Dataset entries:
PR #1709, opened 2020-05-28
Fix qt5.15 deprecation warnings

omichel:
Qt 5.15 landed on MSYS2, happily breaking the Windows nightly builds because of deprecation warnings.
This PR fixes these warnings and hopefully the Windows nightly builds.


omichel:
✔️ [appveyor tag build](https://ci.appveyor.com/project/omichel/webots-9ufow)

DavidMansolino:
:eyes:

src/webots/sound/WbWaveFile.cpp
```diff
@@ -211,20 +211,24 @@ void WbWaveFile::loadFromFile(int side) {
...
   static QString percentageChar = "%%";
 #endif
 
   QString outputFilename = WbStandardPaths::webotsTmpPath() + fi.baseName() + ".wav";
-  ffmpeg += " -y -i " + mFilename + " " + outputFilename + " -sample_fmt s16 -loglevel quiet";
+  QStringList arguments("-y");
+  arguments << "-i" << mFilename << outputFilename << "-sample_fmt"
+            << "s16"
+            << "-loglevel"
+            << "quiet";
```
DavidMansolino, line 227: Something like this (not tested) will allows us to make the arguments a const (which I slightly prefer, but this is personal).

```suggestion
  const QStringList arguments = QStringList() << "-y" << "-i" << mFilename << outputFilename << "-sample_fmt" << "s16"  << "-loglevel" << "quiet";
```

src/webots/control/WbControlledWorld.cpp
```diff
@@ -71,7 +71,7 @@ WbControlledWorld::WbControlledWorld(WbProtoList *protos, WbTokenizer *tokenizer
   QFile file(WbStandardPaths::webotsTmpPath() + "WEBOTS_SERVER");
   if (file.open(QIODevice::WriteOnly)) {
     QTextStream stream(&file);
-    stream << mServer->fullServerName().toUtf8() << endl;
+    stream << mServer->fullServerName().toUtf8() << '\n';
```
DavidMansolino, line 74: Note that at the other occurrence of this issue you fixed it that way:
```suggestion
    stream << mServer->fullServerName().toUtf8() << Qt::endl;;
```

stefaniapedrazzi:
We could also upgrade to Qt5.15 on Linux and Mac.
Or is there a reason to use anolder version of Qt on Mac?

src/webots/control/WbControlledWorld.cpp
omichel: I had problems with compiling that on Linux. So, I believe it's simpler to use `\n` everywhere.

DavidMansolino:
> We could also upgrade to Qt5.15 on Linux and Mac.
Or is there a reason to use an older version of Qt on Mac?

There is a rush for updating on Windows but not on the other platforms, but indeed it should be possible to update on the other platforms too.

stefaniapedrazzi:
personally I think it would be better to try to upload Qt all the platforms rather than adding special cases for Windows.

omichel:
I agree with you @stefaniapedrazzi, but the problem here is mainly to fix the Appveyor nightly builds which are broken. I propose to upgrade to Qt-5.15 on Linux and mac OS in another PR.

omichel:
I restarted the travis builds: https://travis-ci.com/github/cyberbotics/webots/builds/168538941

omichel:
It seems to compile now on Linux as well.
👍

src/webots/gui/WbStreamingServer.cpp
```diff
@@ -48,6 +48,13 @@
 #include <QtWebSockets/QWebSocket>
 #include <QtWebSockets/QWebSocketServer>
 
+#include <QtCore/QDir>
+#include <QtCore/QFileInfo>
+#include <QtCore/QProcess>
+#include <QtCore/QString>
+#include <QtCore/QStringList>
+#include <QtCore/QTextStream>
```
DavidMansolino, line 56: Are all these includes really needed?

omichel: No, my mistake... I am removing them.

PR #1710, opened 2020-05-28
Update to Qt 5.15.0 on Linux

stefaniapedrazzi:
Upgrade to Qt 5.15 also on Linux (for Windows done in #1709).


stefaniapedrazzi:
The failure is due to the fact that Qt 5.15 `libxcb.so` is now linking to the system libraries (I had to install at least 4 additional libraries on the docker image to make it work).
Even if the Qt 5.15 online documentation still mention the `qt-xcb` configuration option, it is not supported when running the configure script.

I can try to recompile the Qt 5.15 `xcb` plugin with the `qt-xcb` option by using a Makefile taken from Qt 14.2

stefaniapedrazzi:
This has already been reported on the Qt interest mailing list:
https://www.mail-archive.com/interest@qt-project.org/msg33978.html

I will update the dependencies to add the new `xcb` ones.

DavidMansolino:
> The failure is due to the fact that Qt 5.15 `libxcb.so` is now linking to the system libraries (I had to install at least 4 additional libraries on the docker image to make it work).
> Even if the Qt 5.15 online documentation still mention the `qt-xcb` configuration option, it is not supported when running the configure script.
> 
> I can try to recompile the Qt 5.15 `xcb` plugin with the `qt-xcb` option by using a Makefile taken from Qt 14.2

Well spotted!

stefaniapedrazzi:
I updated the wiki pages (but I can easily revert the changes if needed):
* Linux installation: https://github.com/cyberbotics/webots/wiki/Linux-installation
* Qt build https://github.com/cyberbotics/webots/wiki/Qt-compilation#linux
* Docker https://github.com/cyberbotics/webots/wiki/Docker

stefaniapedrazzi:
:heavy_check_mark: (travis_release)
--
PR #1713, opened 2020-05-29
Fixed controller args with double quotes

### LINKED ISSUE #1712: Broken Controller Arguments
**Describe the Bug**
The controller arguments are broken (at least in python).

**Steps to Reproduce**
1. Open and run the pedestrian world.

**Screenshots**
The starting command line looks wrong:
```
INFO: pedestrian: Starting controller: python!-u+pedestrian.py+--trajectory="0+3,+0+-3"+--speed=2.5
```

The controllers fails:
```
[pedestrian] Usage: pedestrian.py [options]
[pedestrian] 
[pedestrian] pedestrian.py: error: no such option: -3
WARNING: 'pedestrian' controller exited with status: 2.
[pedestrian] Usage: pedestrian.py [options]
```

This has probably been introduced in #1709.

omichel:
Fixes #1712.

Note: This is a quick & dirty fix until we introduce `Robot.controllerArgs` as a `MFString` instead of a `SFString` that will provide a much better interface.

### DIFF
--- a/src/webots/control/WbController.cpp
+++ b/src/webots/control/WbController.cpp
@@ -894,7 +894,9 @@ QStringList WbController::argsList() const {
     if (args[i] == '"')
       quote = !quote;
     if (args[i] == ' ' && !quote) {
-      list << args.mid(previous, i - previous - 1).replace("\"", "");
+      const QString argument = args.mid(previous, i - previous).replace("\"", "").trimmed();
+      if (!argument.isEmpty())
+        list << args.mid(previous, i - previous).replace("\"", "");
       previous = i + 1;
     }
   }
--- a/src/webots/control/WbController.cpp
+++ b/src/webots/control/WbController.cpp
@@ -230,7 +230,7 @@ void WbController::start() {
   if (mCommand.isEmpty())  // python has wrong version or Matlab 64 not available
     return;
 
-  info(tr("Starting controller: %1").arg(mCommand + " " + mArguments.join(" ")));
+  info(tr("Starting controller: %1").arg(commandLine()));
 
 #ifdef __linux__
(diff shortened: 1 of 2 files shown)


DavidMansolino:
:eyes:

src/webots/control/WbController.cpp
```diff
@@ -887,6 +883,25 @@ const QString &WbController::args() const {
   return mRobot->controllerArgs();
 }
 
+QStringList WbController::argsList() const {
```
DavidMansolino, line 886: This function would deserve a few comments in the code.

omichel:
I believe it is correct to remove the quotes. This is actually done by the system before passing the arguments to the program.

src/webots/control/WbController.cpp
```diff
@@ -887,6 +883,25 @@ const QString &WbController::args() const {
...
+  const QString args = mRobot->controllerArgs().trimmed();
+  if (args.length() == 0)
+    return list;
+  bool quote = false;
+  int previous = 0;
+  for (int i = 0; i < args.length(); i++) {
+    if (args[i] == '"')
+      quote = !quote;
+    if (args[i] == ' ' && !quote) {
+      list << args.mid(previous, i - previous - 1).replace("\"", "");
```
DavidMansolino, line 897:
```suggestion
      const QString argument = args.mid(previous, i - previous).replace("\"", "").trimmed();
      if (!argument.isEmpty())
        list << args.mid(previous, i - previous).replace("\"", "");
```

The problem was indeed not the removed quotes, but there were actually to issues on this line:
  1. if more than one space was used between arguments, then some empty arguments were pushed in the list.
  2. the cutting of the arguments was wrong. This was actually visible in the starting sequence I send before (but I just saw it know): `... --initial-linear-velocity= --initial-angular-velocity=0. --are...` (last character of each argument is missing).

- [What you should do]: Where a line of the entries holds the string "mention", include it in the count, and give only the final number.

- [Result]: 2